Saturday, August 24, 2019

Marrying Down





CHARLES H. PERKINS

Marrying Down 

(Romans 12:3) For I say, through the grace given to me, to everyone who is among you, not to think of himself more highly than he ought to think, but to think soberly, as God has dealt to each one a measure of faith.
Lately, I have been hearing people, both men and women, talking about the possibility of marrying down. The concept being is that they would marry someone making a lower salary and possibly having less education. For instance, a professional business woman making a high salary would consider herself “marrying down” if she married a truck driver. A college professor would consider himself marrying down if he married a high school grad. If you find yourself in the position of considering “marrying down”, please don’t do it. You will only wind up messing up someone’s life who loves you. You see, if to you, you are marrying down, that means you will probably be ashamed of your spouse around your friends. You will not want to let them know what he does for a living or what her level of education is. You will obviously feel superior. Consequently, you won’t truly value your spouse’s opinion on very much. You will find yourself thinking condescending thoughts leading to making condescending remarks. If you are a woman, you will probably become rude, controlling and bossy. You will try to play it off by claiming to be a “strong woman.” In reality, you are really just rude, controlling and bossy. If you are a man, you will become rude, controlling and bossy.
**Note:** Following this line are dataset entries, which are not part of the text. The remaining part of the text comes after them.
PR #3015, opened 2026-08-12
fix(continue-watching): resume from saved position instead of 0:00

halibiram:
## Summary

Continue Watching resume no longer starts at `0:00` when a saved position exists.

1. **Merge local progress with tracking providers.** Resume no longer uses the first empty Trakt/Simkl episode snapshot. `getResumeProgress` waits for provider `allProgress` (up to 2s) and picks with `WatchProgressLookup`: a local millisecond `position` wins over a percent-only Trakt/Simkl row (`pos=0`). That is the `pick=local_position_over_provider_percent` path in NUV-0EECB3 / NUV-CDB7E3. The player loads that row in `loadSavedProgressSuspend` *before* `initializePlayer`, then `resolveInitialResumePosition` passes it into `setMediaSource`.
2. **Keep pending resume until the stream is seekable.** HLS/debrid often is not seekable on the first `STATE_READY`. The old code cleared `pendingResumeProgress` there, so the seek was lost. `WatchProgressResumePolicy.decideReadySeek` now returns `KeepPending` until the item is seekable (or duration is known for percent-only rows), then seeks.
3. **Ignore empty remote sync rows.** A newer remote row with `position=0, duration=0` no longer overwrites a usable local save (`WatchProgressSyncReducer`). `isInProgress()` also treats `position > 0` with unknown duration as in-progress, so paused saves remain resume targets.

NUV-0EECB3 and NUV-CDB7E3 both land on (1): local ms start position, no extra READY seek needed. (2) and (3) cover the other 0:00 

## PR type

- [x] Critical bug fix

## Why

Opening a title from Continue Watching showed the in-progress card, but playback started at the beginning. 

The failure was confirmed on device with a **temporary playback issue report** (existing `schemaVersion: 1` payload, no new backend fields). Those captures are **NUV-0EECB3** and **NUV-CDB7E3**: series episodes on Amazon Fire TV, ExoPlayer, Trakt connected, with both a local millisecond save and a Trakt percent-only row (`pos=0`). Before this fix that mix dropped resume: the episode snapshot emitted empty before Trakt loaded, or the percent-only Trakt row replaced the local position, so `setMediaSource` started at `0`.

- **NUV-0EECB3** — local `pos=721260` (~12:01). After this fix the first frame is at `721260 ms` (`pick=local_position_over_provider_percent`, `cause=APPLIED`).
- **NUV-CDB7E3** — local `pos=944151` (~15:44, ~77% of the real file). Trakt is percent-only `32.53%` on a `1500000 ms` estimate (~6:40 on the real duration). After this fix playback starts at `944151 ms`, not the Trakt percent. This is the case where preferring local milliseconds actually changes the resume point.

The temporary report path is not part of this PR; it was only used to collect those IDs.

## Issue or approval

Field reports (temporary playback issue report): NUV-0EECB3, NUV-CDB7E3

## Reproduction steps

1. Sign in to Trakt (or Simkl) so Continue Watching uses a tracking provider.
2. Play a series episode for several minutes, then exit before the end.
3. Confirm the title appears on Continue Watching with progress.
4. Open it again from Continue Watching (`startFromBeginning=false`).
5. **Before this fix:** player starts at `0:00` even though a local save exists .
6. **After this fix / NUV-0EECB3:** playback starts at the saved local position (`721260 ms` / ~12:01), not `0:00`.
7. **After this fix / NUV-CDB7E3:** playback starts at the local save (`944151 ms` / ~15:44), not Trakt’s `32.53%` (~6:40). Local millisecond progress is kept over the Trakt percent-only row.

## UI / behavior impact

- [x] No UI change
- [ ] No behavior change

## Policy check

## Scope boundaries

- Player UI, overlays, and settings are unchanged.
- No new playback-report schema fields; backend payload stays `schemaVersion: 1`.
- Does not change Continue Watching row layout or catalog ranking beyond using the same saved progress the player now honors.
- The temporary playback issue report used to collect NUV-0EECB3 / NUV-CDB7E3 is not included in this PR.

## Testing

- Unit: `WatchProgressResumePolicyTest`, `WatchProgressSyncReducerTest`, extra `WatchProgressTest` / `WatchProgressPreferencesStorageTest` cases for in-progress-with-unknown-duration and empty-remote merge.
- Field reports were taken with a temporary playback issue report (same device: Amazon Fire TV, ExoPlayer, Trakt):
  - **NUV-0EECB3** — resume applied at `721260 ms`; report position `728969 ms`; first frame already at the saved position. `loadSavedProgress=true`, `resumePositionMs=721260`.
  - **NUV-CDB7E3** — local `944151 ms` preferred over Trakt `pct=32.5302` / `dur=1500000`; first frame and `resumePositionMs=944151`; report position `949614 ms`. Using the Trakt percent on the real file duration would have resumed near `6:40` instead of `15:44`.
- Manual path covered by both reports: series episode, local position preferred over Trakt percent-only, no tunneling, `setMediaSource` start position sufficient (no extra READY seek).

Relevant excerpts from the temporary playback issue reports (titles omitted):

**NUV-0EECB3**

```json
{
  "device": { "manufacturer": "Amazon", "model": "AFTKRT", "androidRelease": "11" },
  "content": { "contentType": "series", "season": 5, "episode": 9 },
  "player": { "engine": "EXOPLAYER", "positionMs": 728969, "durationMs": 2581704 },
  "playbackAnalytics": {
    "startPositionMs": 721260,
    "rawEventLines": [
      "PREPARE_PLAYBACK: loadSavedProgress=true currentSeason=5 currentEpisode=9",
      "PLAYER_INIT: engine=EXOPLAYER resumePositionMs=721260 tunneling=false",
      "EXO_EVENT: name=rendered_first_frame elapsedMs=9416 positionMs=721260",
      "RESUME_DIAG: cause=APPLIED engine=EXOPLAYER S5E9 providerId=trakt providerTimedOut=false pick=local_position_over_provider_percent local=src=local;pos=721260;dur=2581704;pct=-1.0;S5E9 provider=src=trakt_playback;pos=0;dur=2580000;pct=27.9367;S5E9 startFromBeginning=false loadRequested=true resumable=true initialMs=721260 keptPending=false seekIssued=true seekTargetMs=721260 firstFrameMs=721260 settledMs=721260 expectedMs=721260 reportMs=728969 reportDurMs=2581704"
    ]
  }
}
```

**NUV-CDB7E3**

```json
{
  "device": { "manufacturer": "Amazon", "model": "AFTKRT", "androidRelease": "11" },
  "content": { "contentType": "series", "season": 9, "episode": 12 },
  "player": { "engine": "EXOPLAYER", "positionMs": 949614, "durationMs": 1230176 },
  "playbackAnalytics": {
    "startPositionMs": 944151,
    "rawEventLines": [
      "PREPARE_PLAYBACK: loadSavedProgress=true currentSeason=9 currentEpisode=12",
      "PLAYER_INIT: engine=EXOPLAYER resumePositionMs=944151 tunneling=false",
      "EXO_EVENT: name=rendered_first_frame elapsedMs=9013 positionMs=944151",
      "RESUME_DIAG: cause=APPLIED engine=EXOPLAYER S9E12 providerId=trakt providerTimedOut=false pick=local_position_over_provider_percent local=src=local;pos=944151;dur=1230176;pct=-1.0;S9E12 provider=src=trakt_playback;pos=0;dur=1500000;pct=32.5302;S9E12 startFromBeginning=false loadRequested=true resumable=true initialMs=944151 keptPending=false seekIssued=true seekTargetMs=944151 firstFrameMs=944151 settledMs=944151 expectedMs=944151 reportMs=949614 reportDurMs=1230176"
    ]
  }
}
```

## Screenshots / Video

Not a UI change

## Breaking changes

None.

## Linked issues

Playback issue reports (temporary capture): NUV-0EECB3, NUV-CDB7E3

### DIFF
--- a/app/src/main/java/com/nuvio/tv/core/player/ExternalPlaybackTracker.kt
+++ b/app/src/main/java/com/nuvio/tv/core/player/ExternalPlaybackTracker.kt
@@ -12,6 +12,7 @@ import com.nuvio.tv.core.tracking.buildTrackingMediaReference
 import com.nuvio.tv.data.local.PlayerSettingsDataStore
 import com.nuvio.tv.domain.model.Video
 import com.nuvio.tv.domain.model.WatchProgress
+import com.nuvio.tv.domain.model.WatchProgressLookup
 import com.nuvio.tv.domain.repository.MetaRepository
 import com.nuvio.tv.domain.repository.WatchProgressRepository
 import com.nuvio.tv.data.repository.SkipIntroRepository
@@ -629,12 +630,11 @@ class ExternalPlaybackTracker @Inject constructor(
     }
 
     private suspend fun currentSavedProgress(metadata: ExternalPlaybackMetadata): WatchProgress? {
-        val flow = if (metadata.season != null && metadata.episode != null) {
-            watchProgressRepository.getEpisodeProgress(metadata.contentId, metadata.season, metadata.episode)
-        } else {
-            watchProgressRepository.getProgress(metadata.contentId)
-        }
-        return flow.firstOrNull()
+        return watchProgressRepository.getResumeProgress(
+            contentId = metadata.contentId,
+            season = metadata.season,
+            episode = metadata.episode
+        )
     }
 
     private suspend fun fetchRuntimeMsFromMeta(metadata: ExternalPlaybackMetadata): Long {
@@ -1158,13 +1158,12 @@ class ExternalPlaybackTracker @Inject constructor(
     }
 
     private suspend fun getResumePosition(metadata: ExternalPlaybackMetadata): Long {
-        val flow = if (metadata.season != null && metadata.episode != null) {
-            watchProgressRepository.getEpisodeProgress(metadata.contentId, metadata.season, metadata.episode)
-        } else {
-            watchProgressRepository.getProgress(metadata.contentId)
-        }
-        val wp = flow.firstOrNull() ?: return 0L
-        if (wp.isCompleted()) return 0L
+        val wp = watchProgressRepository.getResumeProgress(
+            contentId = metadata.contentId,
+            season = metadata.season,
+            episode = metadata.episode
+        ) ?: return 0L
+        if (!WatchProgressLookup.isResumable(wp)) return 0L
         return if (wp.duration > 0L) {
             wp.resolveResumePosition(wp.duration)
         } else {
--- a/app/src/main/java/com/nuvio/tv/core/sync/WatchProgressSyncReducer.kt
+++ b/app/src/main/java/com/nuvio/tv/core/sync/WatchProgressSyncReducer.kt
@@ -1,0 +1,156 @@
+package com.nuvio.tv.core.sync
+
+import com.nuvio.tv.domain.model.WatchProgress
+
+/**
+ * Pure watch-progress sync merge rules used by [WatchProgressSyncService] and
+ * [com.nuvio.tv.data.local.WatchProgressPreferences]. Kept free of Android /
+ * Supabase so the Continue Watching resume-from-0 regressions can be reproduced
+ * in unit tests.
+ */
+internal object WatchProgressSyncReducer {
+    const val MIN_USABLE_POSITION_MS = 1_000L
+    const val MIN_USABLE_PERCENT = 2f
+
+    fun hasUsableResumeData(progress: WatchProgress): Boolean {
+        if (progress.position >= MIN_USABLE_POSITION_MS) return true
+        val percent = progress.progressPercent ?: return false
+        return percent >= MIN_USABLE_PERCENT && percent < 100f
+    }
+
+    fun shouldPushToRemote(progress: WatchProgress): Boolean {
+        val dummyCompletedSentinel = progress.position <= 1L &&
+            progress.duration <= 1L &&
+            progress.duration > 0L
+        if (dummyCompletedSentinel) return false
+        return hasUsableResumeData(progress) || progress.isCompleted()
+    }
+
+    fun episodeKey(contentId: String, season: Int, episode: Int): String {
+        return "${contentId}_s${season}e${episode}"
+    }
+
+    fun isSeriesType(contentType: String): Boolean {
+        return contentType.lowercase() in setOf("series", "tv")
+    }
+
+    fun canonicalizeForRemote(rawEntries: Map<String, WatchProgress>): Map<String, WatchProgress> {
+        if (rawEntries.isEmpty()) return rawEntries
+
+        val canonical = rawEntries.toMutableMap()
+        rawEntries.forEach { (key, progress) ->
+            val isSeriesMirrorKey = key == progress.contentId &&
+                isSeriesType(progress.contentType) &&
+                progress.season != null &&
+                progress.episode != null
+            if (!isSeriesMirrorKey) return@forEach
+
+            val season = progress.season ?: return@forEach
+            val episode = progress.episode ?: return@forEach
+            val episodeProgress = rawEntries[episodeKey(progress.contentId, season, episode)]
+                ?: return@forEach
+
+            val exactMirror = progress.position == episodeProgress.position &&
+                progress.duration == episodeProgress.duration &&
+                progress.lastWatched == episodeProgress.lastWatched
+            val episodeIsAtLeastAsFresh = episodeProgress.lastWatched >= progress.lastWatched - 1_000L
+
+            if (exactMirror || episodeIsAtLeastAsFresh) {
+                canonical.remove(key)
+            }
+        }
+
+        return canonical.filterValues(::shouldPushToRemote)
+    }
+
+    fun normalizePulledEntries(
+        entries: List<Pair<String, WatchProgress>>
+    ): List<Pair<String, WatchProgress>> {
+        if (entries.isEmpty()) return entries
+
+        val byKey = linkedMapOf<String, WatchProgress>()
+        entries.sortedByDescending { it.second.lastWatched }
+            .forEach { (key, progress) ->
+                val existing = byKey[key]
+                if (existing == null || progress.lastWatched > existing.lastWatched) {
+                    byKey[key] = progress
+                }
+            }
+
+        val latestEpisodeByContent = byKey.entries
+            .asSequence()
+            .mapNotNull { (key, progress) ->
+                if (isSeriesType(progress.contentType) &&
+                    progress.season != null &&
+                    progress.episode != null &&
+                    key != progress.contentId
+                ) {
+                    progress
+                } else {
+                    null
+                }
+            }
+            .groupBy { it.contentId }
+            .mapValues { (_, episodes) ->
+                episodes.maxWithOrNull(
+                    compareBy<WatchProgress> { it.lastWatched }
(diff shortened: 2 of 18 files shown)


ram130:
I was working on a fix, let me review your changes as well.

ram130:
@halibiram 

Nice work — this matches what I traced independently, and the pure-policy
extraction with tests is a better shape than patching the call sites. The
Nuvio-sync `KeepLocalEmptyRemote` case and the ExternalPlaybackTracker paths
are both good catches. Four things before this comes out of draft:

1. `WatchProgressLookup.pickResumeProgress` — the
   `localHasPosition && !providerHasPosition -> resumableLocal` branch ignores
   `lastWatched`. If I watch on another device, the Trakt row is newer but
   percent-only, and a stale local position wins. Can we gate that branch on
   `local.lastWatched >= provider.lastWatched` and fall through to the provider
   otherwise?

2. `ReadySeekDecision.KeepPending` has no retry driver.
   `tryApplyPendingResumeProgress` is only called from the STATE_READY branch of
   `onPlaybackStateChanged` and from `loadSavedProgressFor`. If duration isn't
   resolved at the first STATE_READY and no second one fires, we keep pending
   forever and still start at 0:00. Could we also call it from
   `onTimelineChanged` / `onEvents(EVENT_TIMELINE_CHANGED)`? That's when
   duration actually lands. Relatedly, `!isSeekable -> KeepPending` never
   clears for live/non-seekable media, where the old `Clear` was right.

3. `getResumeProgress` awaits `provider.allProgress.first()` under a 2s timeout,
   and it's awaited in `preparePlaybackBeforeStart` before `initializePlayer`.
   Worst case that's 2s on player startup. Could the local row be used
   immediately with the provider value applied async once it arrives?

4. `isInProgress` now returns true for `position > 0 && duration <= 0` at any
   depth, and `isResumable` skips `STARTED_THRESHOLD` for any `position > 0`.
   `continueWatching` filters on `isInProgress`, and those rows have
   `progressPercentage == 0` so `isCompleted()` is never true. Is that intended,
   and do they still age out of the CW row?

Separately, worth knowing why this got more frequent recently, I mentioned on discord: 1fa091d1a made
`TraktSettingsDataStore.watchProgressSource` a `stateIn(Eagerly,
DEFAULT_WATCH_PROGRESS_SOURCE)` StateFlow (default TRAKT) and
`activeProgressProviderState` a `stateIn(Eagerly, null)` StateFlow, so
`.firstOrNull()` consumers latch an eagerly-seeded TRAKT provider before the
stored setting loads. Out of scope here — this PR makes the resume path robust
enough that it matters much less but it probably deserves its own issue.

tapframe:
reproduced this with extra logs and found a path difference that is not mentioned here. Direct Continue Watching failed, while starting an episode from the details screen worked. The details screen observes getAllEpisodeProgress() early, which warms the per-show cache before playback. Direct CW skips that step, so getEpisodeProgress().firstOrNull() takes the first empty episode emission even though allProgress already has the episode and percentage used by the CW card.
for the case I reproduced, combining episodeProgress with allProgress inside getEpisodeProgress() fixes it. I tested with an empty episode snapshot and 53% in allProgress, and direct CW resumed correctly.
Is there a reason this needs the broader player lifecycle, retry, and sync changes instead of fixing the lookup in the repository? Are those changes covering separate reproduced cases?

halibiram:
> reproduced this with extra logs and found a path difference that is not mentioned here. Direct Continue Watching failed, while starting an episode from the details screen worked. The details screen observes getAllEpisodeProgress() early, which warms the per-show cache before playback. Direct CW skips that step, so getEpisodeProgress().firstOrNull() takes the first empty episode emission even though allProgress already has the episode and percentage used by the CW card. for the case I reproduced, combining episodeProgress with allProgress inside getEpisodeProgress() fixes it. I tested with an empty episode snapshot and 53% in allProgress, and direct CW resumed correctly. Is there a reason this needs the broader player lifecycle, retry, and sync changes instead of fixing the lookup in the repository? Are those changes covering separate reproduced cases?

You're right, path difference you found is correct.
I couldn't clearly pinpoint exactly where issue was, so I focused on the player side resume path. It ended up feeling a bit like a forced resume attempt. field reports also showed local ms losing to Trakt percent only and the pending drop on non seekable READY, but in your case the real trigger was the empty episode snapshot in the repository lookup.
Fixing the lookup, meaning merging episodeProgress with allProgress inside getEpisodeProgress, is probably enough

ram130:
Yeah, that's a big part of it.

`observeEpisodeProgress` warms via `.onStart { scope.launch { ... } }` while the
combine emits right away from `state[cacheKey] ?: emptyMap()`, so the bare
`.firstOrNull()` in `loadSavedProgressSuspend` gets null and
`pendingResumeProgress` never gets set. Seek logic never runs at all, so the
resume policy can't help here.

MetaDetailsViewModel:888-895 already guards the same thing with
`withTimeoutOrNull(150L) { flow.first { it.isNotEmpty() } }`. The player's lookup
just never got it. Timing lines up too, since line 576 merges `optimisticProgress`
in regardless of snapshot warmth. Works inside the 3-min `optimisticTtlMs` window,
fails on a cold show after it expires.

I went back and read the description properly. NUV-0EECB3 is this same case, so it
was already covered here, and what @tapframe added is which nav path triggers it.
my earlier point about the sync reducer wanting its own PR not needed.

What's left:

`getResumeProgress` already does the lookup fix, and I think that's enough on its
own for both NUV-0EECB3 and NUV-CDB7E3.

Does `KeepPending` still have a case of its own once the lookup returns a local ms
position? Seems like it'd only bite when there's no local row at all (episode
watched on another device) and duration hasn't resolved. If it stays, there's no
retry driver. `tryApplyPendingResumeProgress` only fires from the STATE_READY
branch, so if no second STATE_READY comes it just sits pending and you still get
0:00. `onTimelineChanged` would cover that. Also `!isSeekable - KeepPending` never
clears for live/non-seekable stuff where `Clear` was the right call.

`isInProgress` widening changes `continueWatching` membership and not just resume.
Is that intended?

tapframe:
> > reproduced this with extra logs and found a path difference that is not mentioned here. Direct Continue Watching failed, while starting an episode from the details screen worked. The details screen observes getAllEpisodeProgress() early, which warms the per-show cache before playback. Direct CW skips that step, so getEpisodeProgress().firstOrNull() takes the first empty episode emission even though allProgress already has the episode and percentage used by the CW card. for the case I reproduced, combining episodeProgress with allProgress inside getEpisodeProgress() fixes it. I tested with an empty episode snapshot and 53% in allProgress, and direct CW resumed correctly. Is there a reason this needs the broader player lifecycle, retry, and sync changes instead of fixing the lookup in the repository? Are those changes covering separate reproduced cases?
> 
> You're right, path difference you found is correct. I couldn't clearly pinpoint exactly where issue was, so I focused on the player side resume path. It ended up feeling a bit like a forced resume attempt. field reports also showed local ms losing to Trakt percent only and the pending drop on non seekable READY, but in your case the real trigger was the empty episode snapshot in the repository lookup. Fixing the lookup, meaning merging episodeProgress with allProgress inside getEpisodeProgress, is probably enough

https://github.com/NuvioMedia/NuvioTV/commit/5faf2be5f55b62a4892d44167f665bc05e07e019, commit for reference.

PR #3017, opened 2026-08-13
fix(search): time out unresponsive addon catalogs (#2917 follow-up)

supergera13:
## Summary

Prevent one unresponsive search catalog from keeping the entire Search screen in a loading state indefinitely.

Each searchable addon catalog now gets a 30-second collection budget. If one catalog does not terminate, its placeholder is removed, responsive addon results stay visible, and the overall search settles normally.

## PR type

- [x] Critical bug fix

## Why

Follow-up to #2917 / merged PR #2938.

#2938 fixed a stale-search coroutine race. The reporter confirmed that PR APK worked while signed out, but later reported that 0.8.3-beta still failed after login. Login restores the synced addon list, so the authenticated session can query additional configurable search catalogs.

The remaining failure is reproducible deterministically: one catalog returns results while another emits Loading and never completes. Search currently waits for every catalog job with `joinAll()`, so the second catalog leaves `isSearching = true` forever even though usable results already exist.

## Issue or approval

Follow-up to #2917 and merged fix #2938.

## Reproduction steps

1. Use two enabled searchable catalogs.
2. Let one return normal results.
3. Let the other start but never complete.
4. Before: responsive rows appear, but global search loading/shimmer never settles.
5. After 30 seconds: the stalled catalog is dropped for that search, responsive rows remain, and loading clears.

## UI / behavior impact

- [x] No UI redesign

## Policy check

- [x] Critical bug follow-up, limited to Search request completion.
- [x] Two files only; no unrelated cleanup.
- [x] Deterministic regression coverage included.

## Scope boundaries

No change to query encoding, addon synchronization, catalog ordering, result ranking, or the stale-generation protection from #2938. Cancellation of an obsolete query still propagates normally; only the per-catalog timeout is converted into a settled catalog result.

A very slow but otherwise valid catalog may be omitted after 30 seconds for that search.

## Testing

- Added `SearchViewModelConcurrencyTest.unresponsive synced catalog cannot keep a search loading`.
- The deterministic fixture has one responsive catalog and one flow that suspends indefinitely. It verifies that loading clears and only the responsive row remains after the timeout.
- Targeted Search test: **2 tests, 0 failures/errors**.
- `./gradlew :app:compileFullDebugKotlin` — **BUILD SUCCESSFUL**.
- `git diff --check` — clean.
- Current `dev` contains four unrelated test-fixture type errors (TMDB/trailer `Flow` vs `StateFlow`). For local execution only, I applied the mechanical fixture corrections, ran the targeted Search test successfully, then removed those unrelated changes before committing.

## Device confirmation

The exact reporter addon/configuration is not available yet. The reporter has been asked to retry with only Cinemeta, then re-enable synced search addons one at a time. This PR remains draft pending that confirmation or maintainer review.

## Screenshots / Video

Not a visual change.

## Breaking changes

None.

## Linked issues

- Follow-up to #2917
- Follow-up to #2938

### DIFF
--- a/app/src/main/java/com/nuvio/tv/ui/screens/search/SearchViewModel.kt
+++ b/app/src/main/java/com/nuvio/tv/ui/screens/search/SearchViewModel.kt
@@ -42,6 +42,7 @@ import kotlinx.coroutines.flow.first
 import kotlinx.coroutines.flow.update
 import kotlinx.coroutines.joinAll
 import kotlinx.coroutines.launch
+import kotlinx.coroutines.withTimeoutOrNull
 import javax.inject.Inject
 
 @HiltViewModel
@@ -98,6 +99,9 @@ class SearchViewModel @Inject constructor(
          * it waits longer than the suggestion debounce to avoid a request storm per keystroke.
          */
         const val LIVE_SEARCH_DEBOUNCE_MS = 350L
+        // A synced configurable addon can leave a catalog request open indefinitely. Keep one
+        // unresponsive catalog from holding the entire search screen in its loading state.
+        const val SEARCH_CATALOG_TIMEOUT_MS = 30_000L
 
         const val MAX_SUGGESTIONS = 8
         const val MAX_RECENT_SEARCHES = 8
@@ -551,7 +555,13 @@ class SearchViewModel @Inject constructor(
 
             val jobs = searchTargets.map { (addon, catalog) ->
                 launch {
-                    loadCatalog(addon, catalog, query, generation)
+                    val completed = withTimeoutOrNull(SEARCH_CATALOG_TIMEOUT_MS) {
+                        loadCatalog(addon, catalog, query, generation)
+                        true
+                    } ?: false
+                    if (!completed) {
+                        onCatalogTimeout(addon, catalog, generation, query)
+                    }
                 }
             }
             pendingCatalogResponses = jobs.size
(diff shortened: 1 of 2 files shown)


supergera13:
## Verification update

- PR Template Check: **passed**
- PR Full Debug Build: **passed**
- Targeted `SearchViewModelConcurrencyTest`: **2 tests, 0 failures/errors**
- Tester APK: https://github.com/NuvioMedia/NuvioTV/actions/runs/31681305735/artifacts/9173904730

The reporter has been asked to test this APK while signed in with the synced addon configuration that still reproduced the issue on 0.8.3-beta. Keeping the PR draft pending that device confirmation.

supergera13:
Closing this draft after the reporter isolated the actual remaining case: reinstalling Cinemeta from the official source resolves the issue on the current release.

The proposed test used a synthetic catalog flow that emits `Loading` and then never terminates. That is not the production `CatalogRepositoryImpl` contract: its flow calls `safeApiCall`, emits a terminal `Success` or `Error`, and completes. The main OkHttp client also allows a 60-second read timeout, while this patch would cancel every catalog at 30 seconds, potentially discarding a valid slow response.

Therefore this should not be merged or presented as a #2917 follow-up without real evidence of an unbounded production request. The branch is being retained for reference; a future timeout change should be driven by logs/reproduction and aligned with the network-layer timeout policy.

You will try to play if off by claiming to be an intellectual with an “A” type personality. In reality, you are just rude, controlling and bossy. Strong, intelligent people know how to treat people; especially their spouses. Now, unless you married an idiot, your spouse will notice these things and there goes any chance for a fulfilling relationship.
Here is another side of this. If you get married to someone already thinking you are marrying down, you are right in terms of money, social status, education and such. But, you spouse is also marrying down in terms of character. You are showing poor character by your attitude. And, as stated before, you are just going to mess up someone’s life. And the worst part, you will most likely wind up finding (manufacturing) reasons to blame them for it. And the saddest part is, if you had married each other with the right attitude of acceptance, you wouldn’t be concerned about what others think. As time goes on, differences in education, salaries, social status and such will no longer matter. As you build a life together, you work through things, all sorts of things. You have to remember you did not marry a truck driver, you married a husband. You did not marry a high school grad. You married a wife. The same is true coming from the other direction. What you do for a living has very little to do with the making of a great marriage relationship. Don’t take my word for it. Pay attention for yourself to all of the educated, wealthy and connected people who go through multiple divorces. Look at all of the poor and middle class people that get divorced. Neither money nor the lack of it keeps marriages together. When possessions and social status are prominent in your relationship, you may as well go straight from the church to divorce court. Enjoy the ceremony and cut your losses right away. Save yourself and your spouse from all of the unnecessary pain and drama of what will most likely become a loveless marriage. If you have that “marrying down” attitude and you can’t find anyone in your financial, social and educational realm who wants to marry you, again, don’t get married and mess up someone else’s life. Marriage is hard enough without being with someone who has a superiority complex. There is hope, though. You can always change your view.